**TASK OBJECTIVE:** Please restate each entry word for word.

(Saved entries)
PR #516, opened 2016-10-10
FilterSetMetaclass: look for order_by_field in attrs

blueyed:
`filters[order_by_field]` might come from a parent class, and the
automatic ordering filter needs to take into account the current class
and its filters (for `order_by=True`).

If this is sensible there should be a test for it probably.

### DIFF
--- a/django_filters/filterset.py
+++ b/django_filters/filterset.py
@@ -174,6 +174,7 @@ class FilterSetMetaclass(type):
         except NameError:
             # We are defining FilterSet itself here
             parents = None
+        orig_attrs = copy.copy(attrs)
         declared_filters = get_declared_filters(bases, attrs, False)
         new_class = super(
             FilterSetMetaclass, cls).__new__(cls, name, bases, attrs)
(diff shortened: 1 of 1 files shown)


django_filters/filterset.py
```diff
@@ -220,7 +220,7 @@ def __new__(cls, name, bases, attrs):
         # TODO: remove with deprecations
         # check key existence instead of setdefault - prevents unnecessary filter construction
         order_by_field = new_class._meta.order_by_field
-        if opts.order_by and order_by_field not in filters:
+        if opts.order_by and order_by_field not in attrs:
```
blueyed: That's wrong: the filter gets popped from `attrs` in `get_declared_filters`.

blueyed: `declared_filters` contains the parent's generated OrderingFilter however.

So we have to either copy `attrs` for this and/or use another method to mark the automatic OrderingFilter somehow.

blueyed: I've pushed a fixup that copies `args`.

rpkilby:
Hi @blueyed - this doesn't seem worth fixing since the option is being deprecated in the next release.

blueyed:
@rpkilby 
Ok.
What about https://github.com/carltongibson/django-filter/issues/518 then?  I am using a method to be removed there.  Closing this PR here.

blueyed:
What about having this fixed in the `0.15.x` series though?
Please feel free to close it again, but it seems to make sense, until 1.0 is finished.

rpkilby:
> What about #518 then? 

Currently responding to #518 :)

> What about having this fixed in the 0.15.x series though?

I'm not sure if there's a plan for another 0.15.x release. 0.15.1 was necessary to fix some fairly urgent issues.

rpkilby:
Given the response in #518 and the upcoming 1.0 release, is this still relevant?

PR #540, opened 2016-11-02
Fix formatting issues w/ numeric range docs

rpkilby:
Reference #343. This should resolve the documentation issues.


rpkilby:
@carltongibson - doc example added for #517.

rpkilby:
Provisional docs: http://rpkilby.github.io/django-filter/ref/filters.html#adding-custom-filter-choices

**RESPONSE TO THIS EXERCISE:**
PR #516, opened 2016-10-10
FilterSetMetaclass: look for order_by_field in attrs

blueyed:
`filters[order_by_field]` might come from a parent class, and the
automatic ordering filter needs to take into account the current class
and its filters (for `order_by=True`).

If this is sensible there should be a test for it probably.

### DIFF
--- a/django_filters/filterset.py
+++ b/django_filters/filterset.py
@@ -174,6 +174,7 @@ class FilterSetMetaclass(type):
         except NameError:
             # We are defining FilterSet itself here
             parents = None
+        orig_attrs = copy.copy(attrs)
         declared_filters = get_declared_filters(bases, attrs, False)
         new_class = super(
             FilterSetMetaclass, cls).__new__(cls, name, bases, attrs)
(diff shortened: 1 of 1 files shown)


django_filters/filterset.py
```diff
@@ -220,7 +220,7 @@ def __new__(cls, name, bases, attrs):
         # TODO: remove with deprecations
         # check key existence instead of setdefault - prevents unnecessary filter construction
         order_by_field = new_class._meta.order_by_field
-        if opts.order_by and order_by_field not in filters:
+        if opts.order_by and order_by_field not in attrs:
```
blueyed: That's wrong: the filter gets popped from `attrs` in `get_declared_filters`.

blueyed: `declared_filters` contains the parent's generated OrderingFilter however.

So we have to either copy `attrs` for this and/or use another method to mark the automatic OrderingFilter somehow.

blueyed: I've pushed a fixup that copies `args`.

rpkilby:
Hi @blueyed - this doesn't seem worth fixing since the option is being deprecated in the next release.

blueyed:
@rpkilby 
Ok.
What about https://github.com/carltongibson/django-filter/issues/518 then?  I am using a method to be removed there.  Closing this PR here.

blueyed:
What about having this fixed in the `0.15.x` series though?
Please feel free to close it again, but it seems to make sense, until 1.0 is finished.

rpkilby:
> What about #518 then? 

Currently responding to #518 :)

> What about having this fixed in the 0.15.x series though?

I'm not sure if there's a plan for another 0.15.x release. 0.15.1 was necessary to fix some fairly urgent issues.

rpkilby:
Given the response in #518 and the upcoming 1.0 release, is this still relevant?

PR #540, opened 2016-11-02
Fix formatting issues w/ numeric range docs

rpkilby:
Reference #343. This should resolve the documentation issues.


rpkilby:
@carltongibson - doc example added for #517.

rpkilby:
Provisional docs: http://rpkilby.github.io/django-filter/ref/filters.html#adding-custom-filter-choices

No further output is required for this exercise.